The regional initiative includes Connecticut, Delaware, Maine, Maryland, Massachusetts, New Hampshire, New Jersey, New York, Rhode Island and Vermont.

The researchers looked at county-level data in those states and some neighboring downwind states. Neighborhood-level analysis would most likely have shown disparities in exposure to pollution based on race and income, Dr. Perera said, but air quality measurements at that level are generally unavailable outside big cities and would have been too expensive for researchers to compile.

Jonathan Buonocore, a research scientist at the Harvard T.H. Chan School of Public Health, said that the study’s methodology was sound, but if anything, it undercounted the value of health benefits. “If a child has a disability and needs special care and doesn’t have the same life as an adult as they would have had they been born at normal birth weight, that’s not included,” Dr. Buonocore said.

The emissions program, often referred to as “Reggie” because of its acronym, has already surpassed its 2020 goal for carbon reductions. Proponents say it has allowed states to invest in clean energy and impose limits on big polluters. Critics counter that it could distract states from pursuing more aggressive carbon reduction policies.
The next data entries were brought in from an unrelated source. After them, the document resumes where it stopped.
PR #38, opened 2019-06-03
Remove unused imports

TimothyGillespie:
@Korosensei42 I think these are unusued imports and can therefore be removed or are they needed for something that I don't see right now?

### DIFF
--- a/tsconfig.json
+++ b/tsconfig.json
@@ -1,25 +1,27 @@
 {
-  "compilerOptions": {
-    "target": "es5",
-    "lib": [
-      "dom",
-      "dom.iterable",
-      "esnext"
-    ],
-    "allowJs": true,
-    "skipLibCheck": true,
-    "esModuleInterop": true,
-    "allowSyntheticDefaultImports": true,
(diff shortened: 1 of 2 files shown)


Korosensei42:
Indeed, they are unused right now. One could only expand the functionalities and/or add more tests, but right now no addition is necessary.

tsconfig.json
```diff
@@ -1,25 +1,27 @@
...
+		"strict": true,
+		"forceConsistentCasingInFileNames": true,
+		"module": "esnext",
+		"moduleResolution": "node",
+		"resolveJsonModule": true,
+		"isolatedModules": true,
+		"noEmit": true,
+		"jsx": "preserve",
+		"noUnusedLocals": true,
+		"noUnusedParameters": true
```
Khazuar: I added the last two lines.

Korosensei42:
Sorry I didn't comment on this earlier, but I oversaw that it is ready for review again. Overall it looks good to me. Got nothing to add right now.

PR #419, opened 2021-01-12
[IIGO/Vis] 1AM patches tend to leave scratches

Spruudis:
Missed case last night of IIGO quitting early, this solves that


preetl (approved):
thank uuuuu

The study estimated that air quality improvements in the region and subsequent child health improvements have resulted in $200 to $350 million in economic benefits. That’s in addition to the $5.7 billion estimated by a 2017 study of the carbon dioxide initiative’s health benefits for adults.

“Dollars cannot possibly capture the cost in terms of the psychological cost and the disruption of the family” when it comes to children with serious health problems, Dr. Perera said. But she and her colleagues decided that it was important to include economic projections in the study to counter what she called false arguments against pollution rules and regulations.
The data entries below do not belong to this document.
PR #422, opened 2021-01-12
[TEAM 3] Couldn't repro panic, but patched so that it doesn't get tot that point

Neelesh99:
# Summary

Sorry @E-Mac27 I couldn't reproduce the panic you were getting, but looking at the call stack I've patched it so that it won't get into that situation.

### DIFF
--- a/internal/clients/team3/dynamics/ruleanalysis.go
+++ b/internal/clients/team3/dynamics/ruleanalysis.go
@@ -88,7 +88,7 @@ func FindClosestApproach(ruleMatrix rules.RuleMatrix, namedInputs map[rules.Vari
 			return laceOutputs(bestPosition, ruleMatrix, droppedInputs, namedInputs)
 		}
 	}
-	return map[rules.VariableFieldName]Input{}
+	return namedInputs
 }
 
 func Shift(ruleMatrix rules.RuleMatrix, namedInputs map[rules.VariableFieldName]Input) (newMatrix rules.RuleMatrix, edited bool) {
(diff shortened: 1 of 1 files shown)


internal/clients/team3/dynamics/ruleanalysis.go
```diff
@@ -469,6 +469,10 @@ func decodeWithConst(rm rules.RuleMatrix, values map[rules.VariableFieldName][]f
 func evaluateSingle(rm rules.RuleMatrix, values map[rules.VariableFieldName][]float64) (outputVec mat.VecDense, success bool) {
 	varVect := decodeWithConst(rm, values)
 	if varVect != nil {
+		nrows, ncols := rm.ApplicableMatrix.Dims()
+		if nrows == 0 || ncols == 0 {
+			return mat.VecDense{}, false
+		}
```
E-Mac27, line 475: I'm assuming this has to be a square matrix? Cause if it isn't - I'm scared that it might affect your foraging if a non-square matrix exists.

Edit: not foraging. Rule analysis xD

E-Mac27 (approved):
Sorry! Sad you couldn't replicate it. I'm hoping this doesn't affect foraging for you guys in general.

internal/clients/team3/dynamics/ruleanalysis.go
Neelesh99: I don't believe there is a dependency on square matrices, or at least I hope not.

She cited the example of catalytic converters in cars, which automakers used to help meet requirements set by the Clean Air Act. The benefits of converters and other technology are estimated to have outweighed the costs 30 to 1, according to the Environmental Protection Agency.

“We’ve gone ahead and done it, simply because we think it does reach some people when you say, ‘Not only do we have this health benefit, but we are saving money,’” Dr. Perera said.

“There are many of these exercises that really blow up that theory of false dichotomy, between health and expenditure.”


Last week, we reported on the arrest of the Ohio House speaker, who is accused of talking bribes in connection with a giant bailout measure to support foundering coal and nuclear energy plants.

The Ohio governor, Mike DeWine, has called on lawmakers to repeal and replace the bailout package, which provided about $150 million in annual subsidies to energy plants while also gutting Ohio’s renewable energy standards.

Governor DeWine initially supported the measure, but said the arrest of Larry Householder, the speaker, and others on bribery charges calls for a rethinking of the state’s energy plans. “While the policy in my opinion is good, the process by which it was created stinks,” Governor DeWine said.

Mr. Householder has rejected calls from leaders of both parties in Ohio to resign.